If only 10% of the commits are black reformattings, which is still high!, then a bisection of 100 human commits (plus 10 black commits) goes from about 6.64 tests to 6.78 tests, which with a 5 minute test suite takes an additional 42 seconds.

If it's 3% then your bisection time goes up by 13 seconds.

If you are so worried about 13 seconds per bisection then how much time have you spent reducing the 5 minute test suite time? I presume you run your test suite before every commit, yes? Because if not, and you're letting CI run the test suite, then you're likely introducing more commits to fix breaking tests than you would have added via black, and taking the mental task switch hit of losing then regaining focus.

bombolo · on Dec 21, 2022

> This is a bad practice. You should be using black as a pre-commit hook

I would reject such commits in review.

A human might add one or two items to a list and black might decide it's now too long, and make 1 line into 10 lines.

Now I have to manually compare the list item by item to figure out what has changed.

So I normally require formatting to be done in a separate commit, because I don't want to review the larger than necessary diffs that come out doing it within the same commit.

eesmith · on Dec 21, 2022

> A human might add one or two items to a list and black might decide it's now too long, and make 1 line into 10 lines.

A human might add one or two items to a list, decide it's now too long, and make 1 line into 10 lines.

Including the same hypothetical first contributor you mentioned earlier, who you think will find using requirements.txt as being too big a barrier to entry.

Onboarding occurs either way.

I get that you don't like using black - and that's fine! I don't use black on my project either.

But it seems like you're trying to find some other reason to reject black, and constructing hypotheticals that don't make any sense.

Just say you don't like black's choices, and leave it at that.

bombolo · on Dec 21, 2022

> A human might add one or two items to a list, decide it's now too long, and make 1 line into 10 lines.

At which point I tell him to split formatting and actual changes into different commits (see https://mtlynch.io/code-review-love/).

> I get that you don't like using black - and that's fine! I don't use black on my project either.

Well according to this comment, it's because we are noobs: "the people that disagree just haven't figured out that they're wrong yet"

> But it seems like you're trying to find some other reason to reject black, and constructing hypotheticals that don't make any sense.

After the n-th time I have to re-setup the entire virtual env on a different branch just to re-run black and isort to backport a fix to a release branch… it does get tiring.

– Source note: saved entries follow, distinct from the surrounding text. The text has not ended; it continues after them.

PR #1073, opened 2023-06-05
Prevent shift ops from panicking

Nashtare:
The `U256` type computes Shr/Shl by calling the `as_usize` method, which panics if the value is larger than `usize::max_value()`.


unzvfu (approved):
Good catch!

PR #164, opened 2021-07-09
chore(security): network-isolate transliterator function

### LINKED ISSUE #102: Sanitize package files before using them on the backend
Make sure to sanitize the README and any other file we are analyzing

RomainMuller:
Run the transliterator function in isolated subnets of a dedicated VPC,
and use VPC endpoints to access S3 and CodeArtifact, so that any code
executed by the transliterator function may only access those resources.

Fixes #102 

----


src/backend/transliterator/transliterator.lambda.ts
```diff
@@ -27,95 +29,127 @@ const PACKAGE_KEY_REGEX = new RegExp(`^${constants.STORAGE_KEY_PREFIX}((?:@[^/]+
  *
  * @returns nothing
  */
-export async function handler(event: S3Event, context: Context): Promise<readonly S3Object[]> {
```
eladb, line 30: why? (curious)

src/backend/transliterator/transliterator.lambda.ts
```diff
@@ -27,95 +29,127 @@ const PACKAGE_KEY_REGEX = new RegExp(`^${constants.STORAGE_KEY_PREFIX}((?:@[^/]+
...
-    const inputKey = record.s3.object.key.split('/').map((comp) => decodeURIComponent(comp)).join('/');
-    const [, packageName, packageVersion] = inputKey.match(PACKAGE_KEY_REGEX) ?? [];
-    if (packageName == null) {
-      throw new Error(`Invalid object key: "${inputKey}". It was expected to match ${PACKAGE_KEY_REGEX}!`);
+  // We'll need a writable $HOME directory, or this won't work well, because
+  // npm will try to write stuff like the `.npmrc` or package caches in there
+  // and that'll bail out on EROFS if that fails.
+  return withFakeHome(async () => {
+    const endpoint = process.env.CODE_ARTIFACT_REPOSITORY_ENDPOINT;
+    if (endpoint == null) {
```
eladb, line 39: style: I prefer `if (!endpoint)` so it treats empty strings as falsy

src/backend/transliterator/transliterator.lambda.ts
```diff
@@ -27,95 +29,127 @@ const PACKAGE_KEY_REGEX = new RegExp(`^${constants.STORAGE_KEY_PREFIX}((?:@[^/]+
...
-          'Lambda-Log-Group': context.logGroupName,
-          'Lambda-Log-Stream': context.logStreamName,
-          'Lambda-Run-Id': context.awsRequestId,
-        },
+        Key: inputKey,
       }).promise();
+      console.log(`Downloaded object (${Buffer.from(object.Body!).byteLength} bytes)`);
+
+      if (object.VersionId !== record.s3.object.versionId) {
+        console.log(`Source version was replaced by a newer one: ${object.VersionId}`);
```
eladb, line 78: It is quite hard to review this to know that there were no unexpected regssions (and sadly we still don't have unit tests to vouch for that). Any chance you could find a way to reduce the diff here to reflect the functional change? For example, I am not sure there's too much value in restoring HOME after this is done, so maybe the indentation around `withFakeHome()` can be avoided.

src/codeartifact/repository.ts
```diff
@@ -0,0 +1,219 @@
...
+   * Grants read-only access to the repository, for use with NPM.
+   *
+   * @param grantee the entity to be granted read access.
+   *
+   * @returns the resulting `Grant`.
+   */
+  grantReadFromRepository(grantee: IGrantable): Grant;
+}
+
+export class Repository extends Construct implements IRepository {
```
eladb, line 57: docstrings

src/codeartifact/repository.ts
```diff
@@ -0,0 +1,219 @@
...
+      onCreate: {
+        service: 'CodeArtifact',
+        action: 'describeDomain',
+        parameters: {
+          domain: domain.attrName,
+          domainOwner: domain.attrOwner,
+        },
+        physicalResourceId: PhysicalResourceId.fromResponse('domain.s3BucketArn'),
+      },
+      policy: {
```
eladb, line 91: I think there's a way for `AwsCustomResource` to deduce this policy automatically, no?

src/codeartifact/repository.ts
```diff
@@ -0,0 +1,219 @@
...
+        })],
+      },
+    });
+
+    this.domainArn = domain.attrArn;
+    this.domainName = repository.attrDomainName;
+    this.domainOwner = repository.attrDomainOwner;
+    this.repositoryArn = repository.attrArn;
+    this.repositoryName = repository.attrName;
+    this.s3BucketArn = domainDescription.getResponseField('domain.s3BucketArn');
```
eladb, line 105: Why do we need the s3 bucket?

src/codeartifact/repository.ts
```diff
@@ -0,0 +1,219 @@
...
+  }
+
+  public get npmRepositoryEndpoint(): string {
```
eladb, line 108: Are you telling me there is no CFN attribute that returns the npm repository endpoint from the native CFN resource??

src/codeartifact/repository.ts
```diff
@@ -0,0 +1,219 @@
...
+          domainOwner: this.domainOwner,
+          format: 'npm',
+          repository: this.repositoryName,
+        },
+        physicalResourceId: PhysicalResourceId.fromResponse('repositoryEndpoint'),
+      };
+      const endpoint = new AwsCustomResource(this, 'GetEndpoint', {
+        onCreate: serviceCall,
+        onUpdate: serviceCall,
+        policy: {
```
eladb, line 124: same comment about auto-generated policy - https://docs.aws.amazon.com/cdk/api/latest/docs/custom-resources-readme.html#custom-resource-execution-policy

src/construct-hub.ts
```diff
@@ -62,12 +65,45 @@ export class ConstructHub extends CoreConstruct implements iam.IGrantable {
...
+    const vpc = new ec2.Vpc(this, 'VPC', {
+      enableDnsHostnames: true,
+      enableDnsSupport: true,
+      natGateways: 0,
+      subnetConfiguration: [{ name: 'Isolated', subnetType: ec2.SubnetType.ISOLATED }],
+    });
+    const vpcEndpoints = {
+      codeArtifactApi: vpc.addInterfaceEndpoint('CodeArtifact.API', {
+        privateDnsEnabled: false,
+        service: new ec2.InterfaceVpcEndpointAwsService('codeartifact.api'),
```
eladb, line 79: Feels like this should be somewhere inside the CodeArtifact L2, no?

src/s3/vpc_endpoint_bucket.ts
```diff
@@ -0,0 +1,98 @@
+import { GatewayVpcEndpoint } from '@aws-cdk/aws-ec2';
```
eladb, line 1: Use `-` instead of `_` in file names

eladb (changes requested):
Missing unit tests

src/backend/transliterator/transliterator.lambda.ts
RomainMuller: This is a tiny reduction in overhead... The implementation now only does safe logging, then returning the promise from an `async` function, so there is no need for wrapping it up. That is mostly cosmetic though.

src/backend/transliterator/transliterator.lambda.ts
RomainMuller: I _usually_ specifically care for "not set" and not "falsy"... But this is ONE case where I care about falsy... So good catch :)

src/backend/transliterator/transliterator.lambda.ts
RomainMuller: The restoration of `HOME` is specifically to avoid possibly weird side-effects from the next invocation of the Lambda function running with the `HOME` of the previous one, and weird things happening. I rather clean those up and get errors I can comprehend.

src/codeartifact/repository.ts
RomainMuller: There probably is, but:

- I find it makes the call pattern heavier (because then I have to use variables to store the API call parameters, which I would rather not do)
- The documentation doesn't tell me _anything at all_ about _how_ it goes from API call parameters to policy... And I have strong doubts it will actually limit that to the relevant resource ARNs...

src/codeartifact/repository.ts
RomainMuller: When you use VPC endpoints for CodeArtifacts, you also need an S3 VPC endpoint, because the CodeArtifact repositories apparently serve the package bundles directly from an S3 bucket they control... This is used to be able to set the correct policy entries in the S3 VPC Endpoint.

src/codeartifact/repository.ts
RomainMuller: Nope, there is not. And I find this about as horrifying as you do.

src/backend/transliterator/transliterator.lambda.ts
eladb: If you only want to capture "not set", then you should use `=== undefined` because `== null` will also capture an explicitly set `null` value. Just sayin'

src/construct-hub.ts
RomainMuller: In fact, all the other ones appear to be in the EC2 library... But CodeArtifact isn't supported there yet.

src/s3/vpc_endpoint_bucket.ts
RomainMuller: Yeah.... why'd I use underscores here? It's not my style 😳

src/backend/transliterator/transliterator.lambda.ts
eladb: OK, so I would recommend to still find a way to minimize the diff to give reviewers confidence that this is not completely breaking this flow. Again, a unit test would go a long way to prove that but given this is not covered by tests, the best we can do is make sure code reviewers can verify that this change is legit.

src/codeartifact/repository.ts
eladb: Can this whole thing be encapsulated without exposing into a public API?

src/codeartifact/repository.ts
eladb: Worth sending a note to the CodeArtifact team about this

src/backend/transliterator/transliterator.lambda.ts
RomainMuller: The transliterator function _does_ have unit tests... And they did not require changing.

eladb: Okay, so please add coverage in those tests to the new behavior.

src/backend/transliterator/transliterator.lambda.ts
eladb: For my education, is there a difference ("tiny reduction of overhead") between?

```js
async function foo(): Promise {
  return somethingThatReturnsPromise();
}
```

and:

```js
function foo(): Promise {
  return somethingThatReturnsPromise();
}
```

src/codeartifact/repository.ts
```diff
@@ -0,0 +1,237 @@
...
+  readonly npmRepositoryEndpoint: string;
+
+  /**
+   * Grants read-only access to the repository, for use with NPM.
+   *
+   * @param grantee the entity to be granted read access.
+   *
+   * @returns the resulting `Grant`.
+   */
+  grantReadFromRepository(grantee: IGrantable): Grant;
```
eladb, line 54: Why not just `grantRead()` (the "from repository" doesn't really add much, no?)

src/codeartifact/repository.ts
```diff
@@ -0,0 +1,237 @@
...
+  readonly domainOwner: string;
+
+  /** The ARN of the CodeArtifact Repository. */
+  readonly repositoryArn: string;
+
+  /** The effective name of the CodeArtifact Repository. */
+  readonly repositoryName: string;
+
+  /** The URL to the endpoint of the CodeArtifact Repository for use with NPM. */
+  readonly npmRepositoryEndpoint: string;
```
eladb, line 45: We have an awslint rule that values that resolve during deployment (attributes) are always prefixed by the resource name. So in this case I would call this: `repositoryNpmEndpoint`.

(same for the other attributes like `domainArn` => `repositoryDomainArn`)

src/codeartifact/repository.ts
RomainMuller: Not sure... Basically, there are "read-only" operations on the repository configuration (control-plane), and there is reading from the repository itself (data-plane, e.g: via `npm`). Both of those can exist, although for pragmatic reasons I currently only care about the later.

src/backend/transliterator/transliterator.lambda.ts
RomainMuller: Yeah there is a theoretical reduction in overhead (it is possible they both are optimised to the same thing by V8).

eladb: TIL

I was certain it's the exact same thing.

src/backend/transliterator/index.ts
```diff
@@ -14,11 +16,23 @@ export interface TransliteratorProps {
    */
   readonly bucket: Bucket;
 
+  /**
+   * The CodeArtifact registry to use for regular operations.
+   */
+  readonly codeArtifact: Repository;
```
eladb, line 22: What would it take to make this optional? So private instances can decide if they want to use this proxy or not.

src/backend/transliterator/index.ts
```diff
@@ -14,11 +16,23 @@ export interface TransliteratorProps {
...
    * The monitoring handler to register alarms with.
    */
   readonly monitoring: Monitoring;
 
+  /**
+   * The VPC in which isolated lambda functions will reside.
+   */
+  readonly vpc: IVpc;
+
+  readonly vpcEndpoints: TransliteratorVpcEndpoints;
```
eladb, line 34: Docstrings

src/backend/transliterator/transliterator.lambda.ts
eladb: 👆

src/codeartifact/repository.ts
```diff
@@ -0,0 +1,243 @@
...
+   * @default - a name is generated by CDK.
+   */
+  readonly domainName?: string;
+
+  /**
+   * The name of the Registry.
+   *
+   * @default domainName
+   */
+  readonly registryname?: string;
```
eladb, line 25:
```suggestion
  readonly registryName?: string;
```

src/codeartifact/repository.ts
eladb: Ok.

eladb (changes requested):

src/backend/transliterator/index.ts
RomainMuller: It would be _super_ easy, as I've made the worker able to operate with AND without the code artefact repository settings. So technically it's simply propagating optionals around everywhere, that is it.

eladb: If it's easy, I rather we do it now so we keep this option alive going forward. Later it might be harder.

eladb (approved):

PR #171, opened 2021-07-13
fix: golden snapshot is unstable due to CF function name generation

iliapolo:
Explicitly set the CloudFront function name so snapshot is stable (see https://github.com/aws/aws-cdk/issues/15523).

This also requires updating the logical ID of the AWS::CloudFront::Function resource because it seems like there's a bug in the resource provider that won't allow changing the function name. So changing the logical ID would effectively replace the resource.

Re-enable the snapshot test.

----


src/webapp/index.ts
```diff
@@ -36,12 +36,17 @@ export class WebApp extends Construct {
     super(scope, id);
 
     this.bucket = new s3.Bucket(this, 'WebsiteBucket', { blockPublicAccess: s3.BlockPublicAccess.BLOCK_ALL });
+    const functionId = 'ResponseFunction';
+    const functionName = `${Names.uniqueId(this)}${functionId}`;
```
eladb, line 40: I would just use `Node.of(this).addr` which has a stable length

eladb (changes requested):

src/webapp/index.ts
```diff
@@ -41,7 +41,9 @@ export class WebApp extends Construct {
       compress: true,
       cachePolicy: cloudfront.CachePolicy.CACHING_OPTIMIZED,
       functionAssociations: [{
-        function: new ResponseFunction(this, 'ResponseFunction'),
+        function: new ResponseFunction(this, 'AddResponseHeadersFunction', {
+          functionName: this.node.addr, // see https://github.com/aws/aws-cdk/issues/15523
```
iliapolo, line 45: `this` here is the `WebApp` construct, not the function - wouldn't it make sense to append the function construct id to it to mimic the address of the actual function?

eladb: Yes, you are right.

eladb: done

eladb (approved):

PR #185, opened 2021-07-15
feat(catalog): re-build catalog if trigger has no records

RomainMuller:
This allows to easily re-create the catalog from scratch if that is
ever needed. It might be useful to schedule this every so often, just
to ensure the catalog file stays healthy (but it is not done in the
context of this change).

----

### DIFF
--- a/src/__tests__/__snapshots__/construct-hub.test.ts.snap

I presume most people here just do websites and don't really have a product that is released to customers who pay to support old versions for years, so black changing syntax is a 1 time event rather than a continuous source of daily pain.

But it seems the commentators here don't have the experience to know there might be a use case they didn't think of.

eesmith · on Dec 22, 2022

> and don't really have a product that is released to customers who pay to support old versions for years

My main product is 12 years old, with paying support customers, and with bugfix branches for older releases.

> just to re-run black and isort to backport a fix to a release branch

Great! That's an excellent reason. But it has nothing to with bisection.

geysersam · on Dec 20, 2022

> if you try to force contributors to reproduce exactly your local setup

  python -m venv venv
  pip install -r requirements.txt

Do you consider that imposing? I assumed that was standard. Don't basically all Python projects in existence use something like it?